Exemplifying C-SPAN’s caller lunacy is Harleston’s May 9 exchange with “Todd” from Severn, Maryland:
“I want to comment on the Afghanistan topic.”
Harleston:
“By all means, go ahead.”
Todd:
“ … [F]irst of all I don’t believe we should be over there, and I don’t believe there is really too much hope for the situation there. We are over there mainly for the protection of Israel and for that oil. There are almost 200 countries in this world, but yet we are the main ones concerned about that area. There is something wrong there. We follow the King James version of the Bible and that is the reason why we’re over there. Someone ought to do a biography on King James to find out just what kind of man that person was.”

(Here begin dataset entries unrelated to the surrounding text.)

PR #2917, opened 2024-10-16
feat(frontend): sort BTC transactions

DenysKarmazynDFINITY:
# Motivation

Sort BTC transactions with the following logic:
1. Pending status + timestamp.
2. Unconfirmed status + timestamp.
3. Confirmed status + timestamp.

### DIFF
--- a/src/frontend/src/btc/utils/btc-transactions.utils.ts
+++ b/src/frontend/src/btc/utils/btc-transactions.utils.ts
@@ -83,3 +83,38 @@ export const mapBtcTransaction = ({
 		confirmations
 	};
 };
+
+export const sortBtcTransactions = ({
+	transactionA: { status: statusA, timestamp: timestampA },
+	transactionB: { status: statusB, timestamp: timestampB }
+}: {
+	transactionA: BtcTransactionUi;
+	transactionB: BtcTransactionUi;
+}): number => {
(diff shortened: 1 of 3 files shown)


src/frontend/src/tests/btc/utils/btc-transactions.utils.spec.ts
AntonioVentilii-DFINITY, line 1: Ideally, the tests will check each case, for example, what if they all have the same timestamp, but different states, or same state and different timestamp

May just add a TODO, since we are close with time eheh

src/frontend/src/btc/utils/btc-transactions.utils.ts
AntonioVentilii-DFINITY, line 1: nitpick: not a call to action, but what about address and/or amount as last sorting criteria when everything else is the same?

AntonioVentilii-DFINITY (approved):
LGTM! Thank you!

Two no-call-to-action items, so already approving and you decide on it

src/frontend/src/tests/btc/utils/btc-transactions.utils.spec.ts
DenysKarmazynDFINITY: Added a TODO comment 🙂

PR #2918, opened 2024-10-16
style(frontend): body background

peterpeterparker:
# Motivation

There should be no glitch given that the background is embeded in the html file but, just had this idea that we can maybe actually set the background color on the `:root` element.

# Changes

- Move background color from background container to root.
- Remove `:root` specified as transparent background and black color. The first will be specifically set in the HTML page, the second is the default.

# Screenshots

Before if I delete the background image:

Capture d’écran 2024-10-16 à 11 35 14

After if I remove the bg image:

Capture d’écran 2024-10-16 à 11 35 01

### DIFF
--- a/src/frontend/src/app.html
+++ b/src/frontend/src/app.html
@@ -58,6 +58,10 @@
 		<!-- ROUTE_STYLE -->
 
 		<style>
+			body {
+				background: #e8f1ff;
+			}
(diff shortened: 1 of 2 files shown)


AntonioVentilii-DFINITY (approved):
Thank you!

PR #3059, opened 2024-10-23
fix(ci): fix run-name and remove ic

inc-man:
# Motivation

We don't need the workflow to deploy to ic, since we do that with orbit. Additionally we set defaults so the run-name will be fixed.

# Changes

- remove ic related code
- add default choices


AntonioVentilii-DFINITY (approved):
Tks

PR #3060, opened 2024-10-23
feat(frontend): add token group store

darioloetsc:
# Motivation

Introduce a token group store to preserve expanded settings in the grouping view.

# Changes

- Add token group store

# Tests

### DIFF
--- a/src/frontend/src/lib/stores/token-group.store.ts
+++ b/src/frontend/src/lib/stores/token-group.store.ts
@@ -1,0 +1,11 @@
+import { initStorageStore} from '$lib/stores/storage.store';
+
+export interface TokenGroupData {
+	expanded: boolean;
+}
+
+export interface TokenGroupsData {
+	[key: string]: TokenGroupData;
+}
+
+export const tokenGroupStore = initStorageStore<TokenGroupsData>({ key: 'token-groups' });
--- a/src/frontend/src/lib/stores/token-group.store.ts
+++ b/src/frontend/src/lib/stores/token-group.store.ts
@@ -1,11 +1,13 @@
-import { initStorageStore } from '$lib/stores/storage.store';
+import { initCertifiedSetterStore } from '$lib/stores/certified-setter.store';
 
 export interface TokenGroupData {
 	expanded: boolean;
 }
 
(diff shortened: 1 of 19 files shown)


src/frontend/src/lib/stores/token-group.store.ts
```diff
@@ -0,0 +1,11 @@
...
+
+export interface TokenGroupData {
+	expanded: boolean;
+}
+
+export interface TokenGroupsData {
+	[key: string]: TokenGroupData;
+}
+
+export const tokenGroupStore = initStorageStore<TokenGroupsData>({ key: 'token-groups' });
```
AntonioVentilii-DFINITY, line 11: if you plan for the keys to be TokenId (I imagine it will be the native token ID of the group), you can use directly

`export const tokenGroupStore = initCertifiedSetterStore<TokenGroupData>({ key: 'token-groups' });`

defaulting the certified part to either `true` or `false`, you decide

Basically, this store will have the structure you need `[token] : data` and some useful `set` and `reset` functions

darioloetsc: sounds good, need to refactore the store to deal with generic key / symbol. Currently only tokenId is supported.

peterpeterparker: `symbol` can be persisted in the local storage?

peterpeterparker:
Why is there suddently 19 files modified in this PR when it was first provided with a single file change? Is this a draft?

darioloetsc:
@peterpeterparker—The proposed store needs to be made generic. The 19 additional changed files are type adjustments.

peterpeterparker:
> The proposed 

so it originally needed to be a draft, I see. thanks for the feedback.

src/frontend/src/lib/stores/token-group.store.ts
darioloetsc: No, symbol cannot be persisted in local storage. The CertifiedSetterStore seems not to store to local storage and be implemented on TokenId (symbol).

darioloetsc:
will split in two, and refactoring is bigger than expected

PR #3062, opened 2024-10-23
feat(frontend): Include balances in token group

AntonioVentilii-DFINITY:
# Motivation

Another useful PR for grouping tokens: we need to have the balances (both token and USD) for each group. Note that for nullish values for both tokens in group, we keep them as they are but prioritizing the native token. So for example:

### Case 1

- native token --> `null`
- twin token --> `undefined`
- group --> `null`

### Case 2

- native token --> `undefined`
- twin token --> `null`
- group --> `undefined`

# Changes

- Change `TokenGroupUi` to be a type instead of interface and add the financial data props.
- Add balances calculation to `createTokenGroup`.

# Tests

No changes in local replica, since we are not using those values yet.


darioloetsc (approved):

AntonioVentilii-DFINITY:
[OISY-69]

src/frontend/src/lib/types/token.ts
```diff
@@ -70,11 +70,11 @@ export type TokenUi = Token & TokenFinancialData;
 export type OptionTokenUi = Option<TokenUi>;
 
 // TODO: remove header and nativeNetwork, since we added nativeToken that has all their data, and they became redundant
-export interface TokenGroupUi {
+export type TokenGroupUi = {
```
peterpeterparker, line 73: unrelated: why is this type suffixed with `Ui` btw?

src/frontend/src/lib/utils/token.utils.ts
```diff
@@ -190,7 +190,19 @@ const createTokenGroup = ({
 	},
 	nativeToken,
 	nativeNetwork: nativeToken.network,
-	tokens: [nativeToken, twinToken]
+	tokens: [nativeToken, twinToken],
+	balance:
+		nonNullish(nativeToken.balance) && nonNullish(twinToken.balance)
```
peterpeterparker, line 195: - should we extract a small inner function for readability?

- can you add a comment that we assume that twin token and native token are always 1 to 1? e.g. 1 ckBTC === 1 BTC

- should we extend the test?

src/frontend/src/lib/types/token.ts
AntonioVentilii-DFINITY: it is to indicate that the group contains TokenUi and not just Token: in fact it should be used only in UI context (appearance, show the list, etc)

peterpeterparker: so, shouldn't it be called `TokenUiGroup`?

src/frontend/src/lib/utils/token.utils.ts
AntonioVentilii-DFINITY: - done! and created test

- good catch! I completely missed that... 

- see first point

please review it again, because i separated the smaller functions and created tests about it

src/frontend/src/lib/types/token.ts
AntonioVentilii-DFINITY: right! make sense! can i do it in another PR? because I am pretty sure it will change some other components and should be indeed a different topic

peterpeterparker: definitely another PR, thanks

src/frontend/src/lib/utils/token.utils.ts
```diff
@@ -141,6 +141,42 @@ export const mapTokenUi = ({
 	})
 });
 
+/** Function to sum the balances of two tokens.
+ *
+ * If the decimals of the tokens are the same, the balances are added together.
+ * If the decimals are different, the function returns null.
```
peterpeterparker, line 147: Maybe I'm misleading it but,`null` is maybe not specified as return type of the function?

src/frontend/src/lib/utils/token.utils.ts
```diff
@@ -141,6 +141,42 @@ export const mapTokenUi = ({
...
+ * If one of the balances is nullish, the function returns the other balance.
+ * If both balances are nullish, the function prioritize the first token
+ * NOTE: the function assumes that the two tokens are always 1:1 twins, for example BTC and ckBTC, or ETH and SepoliaETH
+ *
+ * @param token1
+ * @param token2
+ * @returns The sum of the balances or nullish value.
+ */
+export const sumTokenBalances = ([token1, token2]: TokenUi[]): TokenUi['balance'] =>
```
peterpeterparker, line 156: - Should we add a guard if there are more than two tokens?

- If exactly two tokens, should the array be actually typed as `[TokenUi, TokenUi]`?

src/frontend/src/lib/utils/token.utils.ts
```diff
@@ -141,6 +141,42 @@ export const mapTokenUi = ({
...
+	nonNullish(token1.balance) && nonNullish(token2.balance)
+		? token1.decimals === token2.decimals
+			? token1.balance.add(token2.balance)
+			: null
+		: isNullish(token2.balance)
```
peterpeterparker, line 161: what if token2 balance is zero but token1 balance is >0 ?

peterpeterparker: same question for usd

src/frontend/src/lib/utils/token.utils.ts
```diff
@@ -141,6 +141,42 @@ export const mapTokenUi = ({
...
+			? token1.balance
+			: token2.balance;
+
+/** Function to sum the USD balances of two tokens.
+ *
+ * If one of the balances is nullish, the function returns the other balance.
```
peterpeterparker, line 167: Does it really matter here? It's all dollars, shouldn't the array just be reduced to sum all usd balance?

AntonioVentilii-DFINITY: ah! make sense what about this?

```typescript
export const sumTokenUsdBalances = ([token1, token2]: TokenUi[]): TokenUi['usdBalance'] =>
	nonNullish(token1.usdBalance) || nonNullish(token2.usdBalance)
		? (token1.usdBalance ?? 0) + (token2.usdBalance ?? 0)
		: undefined;
```
		
because `usdBalance` can be either `number` or `undefined`

AntonioVentilii-DFINITY: i would prefer to leave `undefined` if both are `undefined`

src/frontend/src/lib/utils/token.utils.ts
AntonioVentilii-DFINITY: it will be added in both cases, so it will stay the same as the other. I didn't put the check for a zero balance, do you think it is necessary? Meaning, either way, summing 0 is ok no?

src/frontend/src/lib/utils/token.utils.ts
AntonioVentilii-DFINITY: you are right! I was already thinking about multiple tokens in the group! Changed to `[TokenUi, TokenUi]` that should act as guard too, no?

src/frontend/src/lib/utils/token.utils.ts
AntonioVentilii-DFINITY: I defined the return type as `TokenUi['balance']` which definition is 

Screenshot 2024-10-23 at 13 24 26

AntonioVentilii-DFINITY: I have a few tests to check the different returns for `null` and `undefined`

peterpeterparker: Cool

src/frontend/src/lib/utils/token.utils.ts
peterpeterparker: Yes, works for me.

src/frontend/src/lib/utils/token.utils.ts
peterpeterparker: I oversaw it, good point.

src/frontend/src/lib/utils/token.utils.ts
peterpeterparker: For consistency with `sumTokenBalances`, shouldn't `sumTokenUsdBalances` returns `null` then if both tokens are `undefined`?

Or should the function always returns a zero or value, hence suggesting a reduce and sum?

AntonioVentilii-DFINITY: Good question...

The only issue I see is to keep it consistent with definition of `TokenUi.usdBalance` that can be either `number` or `undefined`, but not `null`.

When it is `undefined`, we show it differently in the page `"$-"`, so I thought to keep that same behavior: if both `usdBalance` are `undefined`, the sum is `undefined` and it will showed in the same way `"$-"`

The alternative could be to show `zero`, as you suggested, but I am not sure it could be `null`... WDYT?

peterpeterparker: Makes sense, thanks for the explanation.

src/frontend/src/lib/types/token.ts
AntonioVentilii-DFINITY: Done:

- PR #3075

PR #3064, opened 2024-10-23
feat(frontend): network icon black white for receive

peterpeterparker:
# Motivation

The network icon displayed in the receive modals should be black and white according Figma.


loki344 (approved):
Thanks

PR #3065, opened 2024-10-23
feat(frontend): Add padding prop to Button component

AntonioVentilii-DFINITY:
# Motivation

To align more with the Design structure and to be more re-usable, we add an optional parameter to component Button, that is padding size, mapped as such it reflects the Design team plan:

```typescript
const paddings:Record<PaddingSize, string> = {
  xs: 'p-1',
  sm: 'px-3 py-2',
  md: 'px-4 py-3',
  lg: 'px-5 py-4',
  xl: 'p-5',
  none: 'p-0',
};
```

It will default to `lg` that is more or less the current default value defined in CSS.

- CSS --> `padding-x = 21.6px ; padding-y = 14.4px`
- new one --> `padding-x = 20px ; padding-y = 16px`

The host fails to point out the obvious, that a) the United States is not in Afghanistan for that country’s so-far unknown petroleum, b) the United States in not in Afghanistan “mainly for the protection of Israel”, c) U.S. forces are at war in Afghanistan because Osama bin Laden’s al Qaeda organization, which murdered 3,000 Americans and others in the Sept. 11, 2001 terrorists attacks, was based there and protected by the then-Taliban government, and d) like oil and Israel, the King James Bible is not “the reason why we’re over there” — unless it’s to preserve that version, and all other translations of the Bible, from obliteration by al Qaeda and Taliban types.
Harleston does not challenge, interrupt or comment on “Todd’s” revelations. But let a caller question the tolerance of homosexuals in Islamic countries, and C-SPAN’s quick to quash the conversation. “Open discussion,” that is, lunatic bigotry about Jewish, Zionists and Israel, yes; real debate about Islamic teachings and the practices of Islamic states, no, not really.